Task requirements: Your answer must be every line of the data that holds the string "block".
————
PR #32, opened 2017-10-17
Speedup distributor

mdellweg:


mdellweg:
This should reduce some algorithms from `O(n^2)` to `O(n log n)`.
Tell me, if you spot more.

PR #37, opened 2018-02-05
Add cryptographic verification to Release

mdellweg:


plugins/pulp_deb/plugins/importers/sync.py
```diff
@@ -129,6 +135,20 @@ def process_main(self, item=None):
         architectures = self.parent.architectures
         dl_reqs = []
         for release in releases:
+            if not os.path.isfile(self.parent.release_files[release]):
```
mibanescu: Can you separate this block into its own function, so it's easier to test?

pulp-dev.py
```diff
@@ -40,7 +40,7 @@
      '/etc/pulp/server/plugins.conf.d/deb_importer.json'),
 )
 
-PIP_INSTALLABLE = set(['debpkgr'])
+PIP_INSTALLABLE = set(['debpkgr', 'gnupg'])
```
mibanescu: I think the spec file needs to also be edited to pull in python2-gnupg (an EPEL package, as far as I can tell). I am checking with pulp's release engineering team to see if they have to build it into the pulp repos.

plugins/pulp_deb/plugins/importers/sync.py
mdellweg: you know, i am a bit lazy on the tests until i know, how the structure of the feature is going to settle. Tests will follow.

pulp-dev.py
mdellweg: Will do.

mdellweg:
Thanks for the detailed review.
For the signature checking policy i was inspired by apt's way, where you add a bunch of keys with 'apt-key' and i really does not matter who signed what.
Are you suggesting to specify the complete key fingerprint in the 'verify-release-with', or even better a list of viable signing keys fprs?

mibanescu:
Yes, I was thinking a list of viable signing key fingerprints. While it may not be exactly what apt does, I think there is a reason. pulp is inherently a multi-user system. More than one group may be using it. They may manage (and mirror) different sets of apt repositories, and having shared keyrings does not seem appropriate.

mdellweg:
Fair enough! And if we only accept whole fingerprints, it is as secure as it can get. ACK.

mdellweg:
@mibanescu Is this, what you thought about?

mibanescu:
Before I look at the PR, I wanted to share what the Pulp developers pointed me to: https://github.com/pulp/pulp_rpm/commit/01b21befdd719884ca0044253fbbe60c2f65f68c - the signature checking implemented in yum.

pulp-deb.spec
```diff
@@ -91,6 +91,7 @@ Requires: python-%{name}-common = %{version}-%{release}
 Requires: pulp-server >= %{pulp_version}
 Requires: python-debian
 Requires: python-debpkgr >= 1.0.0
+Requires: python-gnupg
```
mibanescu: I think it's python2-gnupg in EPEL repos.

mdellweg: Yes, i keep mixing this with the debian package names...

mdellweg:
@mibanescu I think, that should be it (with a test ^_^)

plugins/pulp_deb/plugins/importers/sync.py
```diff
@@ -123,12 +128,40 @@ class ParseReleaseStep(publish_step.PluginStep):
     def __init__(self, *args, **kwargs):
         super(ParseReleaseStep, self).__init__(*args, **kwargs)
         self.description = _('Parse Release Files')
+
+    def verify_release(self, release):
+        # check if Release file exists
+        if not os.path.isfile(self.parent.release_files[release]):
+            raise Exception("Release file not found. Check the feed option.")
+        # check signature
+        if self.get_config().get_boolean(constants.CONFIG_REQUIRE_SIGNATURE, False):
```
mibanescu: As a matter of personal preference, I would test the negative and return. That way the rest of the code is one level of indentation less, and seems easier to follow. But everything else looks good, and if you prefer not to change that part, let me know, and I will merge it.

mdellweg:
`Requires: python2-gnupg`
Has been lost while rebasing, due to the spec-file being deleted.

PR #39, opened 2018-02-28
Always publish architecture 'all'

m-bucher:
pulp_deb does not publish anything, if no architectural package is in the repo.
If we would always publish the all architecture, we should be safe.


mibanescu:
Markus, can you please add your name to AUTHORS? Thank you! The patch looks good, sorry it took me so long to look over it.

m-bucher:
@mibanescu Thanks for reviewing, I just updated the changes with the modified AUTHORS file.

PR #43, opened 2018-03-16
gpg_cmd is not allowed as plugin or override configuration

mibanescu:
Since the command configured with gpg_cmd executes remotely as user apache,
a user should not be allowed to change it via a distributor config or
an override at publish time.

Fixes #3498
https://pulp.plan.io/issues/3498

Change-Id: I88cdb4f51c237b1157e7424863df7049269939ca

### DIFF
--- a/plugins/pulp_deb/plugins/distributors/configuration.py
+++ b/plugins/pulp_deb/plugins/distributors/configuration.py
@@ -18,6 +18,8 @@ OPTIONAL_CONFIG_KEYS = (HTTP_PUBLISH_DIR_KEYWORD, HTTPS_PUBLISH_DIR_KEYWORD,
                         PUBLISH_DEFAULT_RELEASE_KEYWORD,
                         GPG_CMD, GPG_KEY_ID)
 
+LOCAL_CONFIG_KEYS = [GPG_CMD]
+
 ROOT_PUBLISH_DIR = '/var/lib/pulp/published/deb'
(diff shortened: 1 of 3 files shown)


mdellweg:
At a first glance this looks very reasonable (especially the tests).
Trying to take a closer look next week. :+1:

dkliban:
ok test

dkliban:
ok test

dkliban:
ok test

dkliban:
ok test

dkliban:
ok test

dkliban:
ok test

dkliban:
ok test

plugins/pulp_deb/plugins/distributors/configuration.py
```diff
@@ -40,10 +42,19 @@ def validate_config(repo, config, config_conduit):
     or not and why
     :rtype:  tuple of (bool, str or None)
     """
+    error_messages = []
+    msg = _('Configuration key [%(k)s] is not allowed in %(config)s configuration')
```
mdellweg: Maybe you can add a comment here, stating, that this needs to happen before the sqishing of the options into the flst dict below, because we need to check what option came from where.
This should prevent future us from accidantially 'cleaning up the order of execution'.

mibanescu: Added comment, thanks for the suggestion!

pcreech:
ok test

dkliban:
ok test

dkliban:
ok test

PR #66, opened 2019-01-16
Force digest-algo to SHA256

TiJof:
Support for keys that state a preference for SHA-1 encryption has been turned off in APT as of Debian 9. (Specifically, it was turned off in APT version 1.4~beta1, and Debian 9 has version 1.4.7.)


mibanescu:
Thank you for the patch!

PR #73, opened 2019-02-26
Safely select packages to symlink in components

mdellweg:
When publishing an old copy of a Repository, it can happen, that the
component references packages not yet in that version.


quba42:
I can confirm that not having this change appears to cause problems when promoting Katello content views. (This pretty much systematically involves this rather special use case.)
————
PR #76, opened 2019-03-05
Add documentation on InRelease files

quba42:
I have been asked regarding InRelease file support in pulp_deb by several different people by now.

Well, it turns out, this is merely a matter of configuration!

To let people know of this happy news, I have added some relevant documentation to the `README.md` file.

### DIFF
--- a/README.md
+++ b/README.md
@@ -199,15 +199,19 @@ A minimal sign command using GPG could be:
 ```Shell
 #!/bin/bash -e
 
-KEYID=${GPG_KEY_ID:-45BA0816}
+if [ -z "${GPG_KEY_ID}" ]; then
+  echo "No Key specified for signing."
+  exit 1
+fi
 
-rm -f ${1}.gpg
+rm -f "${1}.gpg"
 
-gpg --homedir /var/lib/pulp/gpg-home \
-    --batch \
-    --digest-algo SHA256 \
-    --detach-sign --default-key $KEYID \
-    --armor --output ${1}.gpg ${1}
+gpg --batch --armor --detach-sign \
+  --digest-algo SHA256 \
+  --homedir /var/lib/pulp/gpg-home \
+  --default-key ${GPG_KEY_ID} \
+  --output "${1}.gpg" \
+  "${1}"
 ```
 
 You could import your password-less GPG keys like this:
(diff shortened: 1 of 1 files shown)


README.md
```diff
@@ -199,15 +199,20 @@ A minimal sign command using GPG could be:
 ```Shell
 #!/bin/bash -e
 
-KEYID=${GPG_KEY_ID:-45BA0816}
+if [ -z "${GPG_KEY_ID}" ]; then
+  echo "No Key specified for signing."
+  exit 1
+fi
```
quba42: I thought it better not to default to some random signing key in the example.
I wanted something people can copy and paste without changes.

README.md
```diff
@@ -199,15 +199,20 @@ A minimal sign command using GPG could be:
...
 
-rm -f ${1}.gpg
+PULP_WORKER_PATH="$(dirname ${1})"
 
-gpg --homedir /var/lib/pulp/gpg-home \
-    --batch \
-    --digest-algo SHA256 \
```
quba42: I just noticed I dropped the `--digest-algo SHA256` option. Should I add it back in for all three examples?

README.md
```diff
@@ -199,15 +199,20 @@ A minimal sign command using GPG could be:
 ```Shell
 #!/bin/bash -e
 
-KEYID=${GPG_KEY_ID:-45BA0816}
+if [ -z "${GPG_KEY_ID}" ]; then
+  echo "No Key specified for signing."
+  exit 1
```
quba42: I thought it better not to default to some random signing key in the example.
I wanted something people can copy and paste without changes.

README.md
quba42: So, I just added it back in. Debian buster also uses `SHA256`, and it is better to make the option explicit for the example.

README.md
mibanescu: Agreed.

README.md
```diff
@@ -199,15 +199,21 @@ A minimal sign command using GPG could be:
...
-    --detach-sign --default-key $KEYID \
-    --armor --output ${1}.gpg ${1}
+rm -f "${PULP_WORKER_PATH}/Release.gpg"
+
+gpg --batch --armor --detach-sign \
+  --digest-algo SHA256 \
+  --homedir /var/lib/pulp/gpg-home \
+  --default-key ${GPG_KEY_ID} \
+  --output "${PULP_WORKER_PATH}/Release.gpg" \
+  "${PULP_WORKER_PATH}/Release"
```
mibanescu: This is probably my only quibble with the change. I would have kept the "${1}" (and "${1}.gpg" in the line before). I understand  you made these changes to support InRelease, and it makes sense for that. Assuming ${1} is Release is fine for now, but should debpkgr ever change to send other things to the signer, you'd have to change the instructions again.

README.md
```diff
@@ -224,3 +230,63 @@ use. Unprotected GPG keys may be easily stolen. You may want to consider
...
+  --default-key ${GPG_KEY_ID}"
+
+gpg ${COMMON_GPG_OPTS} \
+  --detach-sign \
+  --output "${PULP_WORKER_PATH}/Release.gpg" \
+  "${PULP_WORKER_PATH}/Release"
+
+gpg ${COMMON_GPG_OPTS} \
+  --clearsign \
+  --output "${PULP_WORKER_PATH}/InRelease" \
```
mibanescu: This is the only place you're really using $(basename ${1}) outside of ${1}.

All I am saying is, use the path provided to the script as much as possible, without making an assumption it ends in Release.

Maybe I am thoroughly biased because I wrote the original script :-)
————
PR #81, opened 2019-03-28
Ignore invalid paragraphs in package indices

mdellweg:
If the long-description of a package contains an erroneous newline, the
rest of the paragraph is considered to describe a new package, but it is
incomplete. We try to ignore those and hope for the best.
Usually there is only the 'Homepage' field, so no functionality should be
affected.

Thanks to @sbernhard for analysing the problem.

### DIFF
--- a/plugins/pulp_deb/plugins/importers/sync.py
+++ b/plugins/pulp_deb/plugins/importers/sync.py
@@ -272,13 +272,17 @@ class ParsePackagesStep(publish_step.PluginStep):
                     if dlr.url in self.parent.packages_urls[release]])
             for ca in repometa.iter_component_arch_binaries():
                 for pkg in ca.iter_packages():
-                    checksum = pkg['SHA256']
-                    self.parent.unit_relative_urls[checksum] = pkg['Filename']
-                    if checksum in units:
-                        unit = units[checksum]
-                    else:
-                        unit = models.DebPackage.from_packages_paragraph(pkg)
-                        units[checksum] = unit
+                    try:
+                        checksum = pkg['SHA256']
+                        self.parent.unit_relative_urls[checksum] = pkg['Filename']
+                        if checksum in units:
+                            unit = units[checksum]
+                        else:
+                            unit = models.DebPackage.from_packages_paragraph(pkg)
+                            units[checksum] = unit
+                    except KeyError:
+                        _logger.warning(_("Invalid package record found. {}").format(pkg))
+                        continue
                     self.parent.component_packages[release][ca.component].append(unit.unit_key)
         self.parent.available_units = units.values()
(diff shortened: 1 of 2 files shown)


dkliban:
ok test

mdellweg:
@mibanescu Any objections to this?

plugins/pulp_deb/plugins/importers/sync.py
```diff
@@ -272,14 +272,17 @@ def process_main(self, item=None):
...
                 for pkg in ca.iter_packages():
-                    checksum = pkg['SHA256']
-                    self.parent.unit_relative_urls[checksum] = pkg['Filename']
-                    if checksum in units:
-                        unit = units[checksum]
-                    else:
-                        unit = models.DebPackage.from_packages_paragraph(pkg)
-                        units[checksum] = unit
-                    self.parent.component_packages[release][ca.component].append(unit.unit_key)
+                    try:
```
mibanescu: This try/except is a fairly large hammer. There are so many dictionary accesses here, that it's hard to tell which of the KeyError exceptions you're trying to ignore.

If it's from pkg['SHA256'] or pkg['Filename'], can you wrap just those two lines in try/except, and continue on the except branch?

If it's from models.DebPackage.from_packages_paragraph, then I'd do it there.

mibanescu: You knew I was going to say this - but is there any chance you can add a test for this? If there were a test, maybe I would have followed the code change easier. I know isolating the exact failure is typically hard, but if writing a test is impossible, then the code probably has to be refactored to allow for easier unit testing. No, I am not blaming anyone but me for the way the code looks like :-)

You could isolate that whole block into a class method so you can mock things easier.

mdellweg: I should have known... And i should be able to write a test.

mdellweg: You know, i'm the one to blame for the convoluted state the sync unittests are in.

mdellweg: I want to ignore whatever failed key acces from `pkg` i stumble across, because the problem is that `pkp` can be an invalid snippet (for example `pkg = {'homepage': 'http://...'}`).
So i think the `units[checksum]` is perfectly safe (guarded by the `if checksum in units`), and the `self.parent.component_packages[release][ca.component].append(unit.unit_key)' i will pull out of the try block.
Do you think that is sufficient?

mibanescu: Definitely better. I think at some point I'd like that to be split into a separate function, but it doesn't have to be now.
————
Result below:
mibanescu: Can you separate this block into its own function, so it's easier to test?
You could isolate that whole block into a class method so you can mock things easier.
So i think the `units[checksum]` is perfectly safe (guarded by the `if checksum in units`), and the `self.parent.component_packages[release][ca.component].append(unit.unit_key)' i will pull out of the try block.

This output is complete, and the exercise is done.